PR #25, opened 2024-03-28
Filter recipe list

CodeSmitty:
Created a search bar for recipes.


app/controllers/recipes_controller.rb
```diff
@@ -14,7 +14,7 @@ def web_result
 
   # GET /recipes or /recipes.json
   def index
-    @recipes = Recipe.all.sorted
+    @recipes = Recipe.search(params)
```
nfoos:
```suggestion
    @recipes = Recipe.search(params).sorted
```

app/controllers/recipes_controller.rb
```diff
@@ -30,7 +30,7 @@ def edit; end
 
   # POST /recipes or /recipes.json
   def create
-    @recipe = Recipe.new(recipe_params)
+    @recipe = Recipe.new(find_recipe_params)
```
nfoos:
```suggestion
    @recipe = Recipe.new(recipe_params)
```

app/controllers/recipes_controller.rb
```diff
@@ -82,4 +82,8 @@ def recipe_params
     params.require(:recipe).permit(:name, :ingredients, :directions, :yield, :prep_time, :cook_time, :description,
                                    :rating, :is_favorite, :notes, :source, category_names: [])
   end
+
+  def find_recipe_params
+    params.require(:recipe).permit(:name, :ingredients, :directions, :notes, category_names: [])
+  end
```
...
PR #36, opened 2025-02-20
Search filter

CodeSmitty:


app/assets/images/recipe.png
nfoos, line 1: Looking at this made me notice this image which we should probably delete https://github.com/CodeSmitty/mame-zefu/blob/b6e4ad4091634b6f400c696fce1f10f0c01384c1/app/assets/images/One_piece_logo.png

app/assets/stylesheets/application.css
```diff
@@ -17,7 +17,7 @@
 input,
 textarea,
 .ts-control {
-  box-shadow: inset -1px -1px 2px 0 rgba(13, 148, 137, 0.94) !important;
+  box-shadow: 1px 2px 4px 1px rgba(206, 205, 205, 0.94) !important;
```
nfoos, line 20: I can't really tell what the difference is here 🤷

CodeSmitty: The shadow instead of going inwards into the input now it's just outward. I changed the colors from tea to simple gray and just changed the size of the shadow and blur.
---
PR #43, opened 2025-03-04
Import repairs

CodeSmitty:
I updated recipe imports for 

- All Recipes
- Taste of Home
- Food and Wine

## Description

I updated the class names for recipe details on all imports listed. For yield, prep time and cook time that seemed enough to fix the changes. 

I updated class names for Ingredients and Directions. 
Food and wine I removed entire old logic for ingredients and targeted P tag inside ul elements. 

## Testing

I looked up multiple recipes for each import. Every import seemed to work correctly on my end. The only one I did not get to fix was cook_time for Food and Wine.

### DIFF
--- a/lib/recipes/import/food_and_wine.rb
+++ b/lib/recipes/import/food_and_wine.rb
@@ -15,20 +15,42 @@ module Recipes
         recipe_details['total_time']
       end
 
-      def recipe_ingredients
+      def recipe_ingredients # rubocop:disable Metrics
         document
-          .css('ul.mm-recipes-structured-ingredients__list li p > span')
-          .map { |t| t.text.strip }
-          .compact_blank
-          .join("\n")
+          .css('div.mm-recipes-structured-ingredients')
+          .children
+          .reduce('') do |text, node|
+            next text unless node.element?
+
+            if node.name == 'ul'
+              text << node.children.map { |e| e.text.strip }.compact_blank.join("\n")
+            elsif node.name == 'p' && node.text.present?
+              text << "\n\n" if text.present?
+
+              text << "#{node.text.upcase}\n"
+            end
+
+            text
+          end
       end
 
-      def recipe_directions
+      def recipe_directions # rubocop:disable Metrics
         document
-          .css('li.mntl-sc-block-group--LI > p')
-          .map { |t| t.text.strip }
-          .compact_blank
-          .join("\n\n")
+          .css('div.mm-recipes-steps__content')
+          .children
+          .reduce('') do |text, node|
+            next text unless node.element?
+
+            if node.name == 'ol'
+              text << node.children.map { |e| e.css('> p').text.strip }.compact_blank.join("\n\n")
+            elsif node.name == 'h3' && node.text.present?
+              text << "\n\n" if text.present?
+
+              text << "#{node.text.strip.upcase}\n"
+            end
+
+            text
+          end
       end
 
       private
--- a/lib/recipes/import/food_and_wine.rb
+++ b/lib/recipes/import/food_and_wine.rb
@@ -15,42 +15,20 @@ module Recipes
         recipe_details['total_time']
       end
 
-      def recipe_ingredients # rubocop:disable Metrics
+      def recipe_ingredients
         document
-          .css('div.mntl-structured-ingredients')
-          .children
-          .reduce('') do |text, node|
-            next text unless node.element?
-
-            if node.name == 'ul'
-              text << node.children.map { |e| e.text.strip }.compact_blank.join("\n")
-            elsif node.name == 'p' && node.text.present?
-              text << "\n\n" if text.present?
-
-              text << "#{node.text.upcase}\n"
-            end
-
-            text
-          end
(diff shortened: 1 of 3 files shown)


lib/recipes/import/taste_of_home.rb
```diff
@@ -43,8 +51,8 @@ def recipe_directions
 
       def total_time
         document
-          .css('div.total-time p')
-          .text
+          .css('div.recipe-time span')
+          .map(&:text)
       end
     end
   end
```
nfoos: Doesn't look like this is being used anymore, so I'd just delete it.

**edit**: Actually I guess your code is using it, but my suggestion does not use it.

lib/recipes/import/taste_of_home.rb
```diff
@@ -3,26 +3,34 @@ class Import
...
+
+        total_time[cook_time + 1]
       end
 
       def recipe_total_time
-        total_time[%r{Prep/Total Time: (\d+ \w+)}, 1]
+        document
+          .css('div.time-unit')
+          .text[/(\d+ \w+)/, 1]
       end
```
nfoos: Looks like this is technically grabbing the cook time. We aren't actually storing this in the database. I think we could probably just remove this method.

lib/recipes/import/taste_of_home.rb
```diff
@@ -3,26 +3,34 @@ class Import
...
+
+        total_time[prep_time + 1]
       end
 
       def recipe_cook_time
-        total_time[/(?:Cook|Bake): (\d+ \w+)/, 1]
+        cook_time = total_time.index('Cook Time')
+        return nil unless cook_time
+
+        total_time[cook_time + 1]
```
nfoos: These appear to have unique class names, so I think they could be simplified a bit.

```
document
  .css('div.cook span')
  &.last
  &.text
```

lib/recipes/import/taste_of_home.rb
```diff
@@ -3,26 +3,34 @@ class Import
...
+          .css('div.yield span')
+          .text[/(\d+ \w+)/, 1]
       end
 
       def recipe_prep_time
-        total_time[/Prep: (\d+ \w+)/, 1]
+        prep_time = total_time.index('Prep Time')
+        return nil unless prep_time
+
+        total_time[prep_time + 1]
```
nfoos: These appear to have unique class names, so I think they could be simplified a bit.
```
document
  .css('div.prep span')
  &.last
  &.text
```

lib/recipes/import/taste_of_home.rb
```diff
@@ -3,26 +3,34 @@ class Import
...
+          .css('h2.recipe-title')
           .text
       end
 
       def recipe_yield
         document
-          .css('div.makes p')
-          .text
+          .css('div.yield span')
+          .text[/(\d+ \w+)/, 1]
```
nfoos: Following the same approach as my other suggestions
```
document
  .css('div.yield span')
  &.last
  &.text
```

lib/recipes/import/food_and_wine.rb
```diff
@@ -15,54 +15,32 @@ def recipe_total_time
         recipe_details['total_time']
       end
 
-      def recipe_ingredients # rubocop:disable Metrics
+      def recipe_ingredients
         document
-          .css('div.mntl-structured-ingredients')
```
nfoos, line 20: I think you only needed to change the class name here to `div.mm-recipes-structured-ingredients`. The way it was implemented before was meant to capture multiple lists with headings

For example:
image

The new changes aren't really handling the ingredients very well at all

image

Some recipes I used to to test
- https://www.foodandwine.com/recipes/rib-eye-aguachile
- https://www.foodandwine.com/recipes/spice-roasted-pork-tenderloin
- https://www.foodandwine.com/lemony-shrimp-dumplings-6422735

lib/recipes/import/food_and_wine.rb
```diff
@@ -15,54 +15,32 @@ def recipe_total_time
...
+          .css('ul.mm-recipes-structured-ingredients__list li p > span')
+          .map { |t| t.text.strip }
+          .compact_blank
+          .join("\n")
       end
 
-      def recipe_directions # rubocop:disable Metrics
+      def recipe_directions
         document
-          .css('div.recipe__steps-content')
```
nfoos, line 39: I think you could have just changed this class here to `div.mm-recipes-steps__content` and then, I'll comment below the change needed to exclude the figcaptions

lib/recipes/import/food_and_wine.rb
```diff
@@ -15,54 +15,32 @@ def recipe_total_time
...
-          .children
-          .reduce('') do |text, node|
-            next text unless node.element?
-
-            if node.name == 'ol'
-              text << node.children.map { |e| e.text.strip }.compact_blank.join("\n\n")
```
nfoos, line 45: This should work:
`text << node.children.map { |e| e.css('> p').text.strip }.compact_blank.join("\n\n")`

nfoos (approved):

_Task requirements_
Look through the data above. Find each line with the string "present" and copy it.

_Solution to this exercise_
+            elsif node.name == 'p' && node.text.present?
+              text << "\n\n" if text.present?
+            elsif node.name == 'h3' && node.text.present?
+              text << "\n\n" if text.present?
-            elsif node.name == 'p' && node.text.present?
-              text << "\n\n" if text.present?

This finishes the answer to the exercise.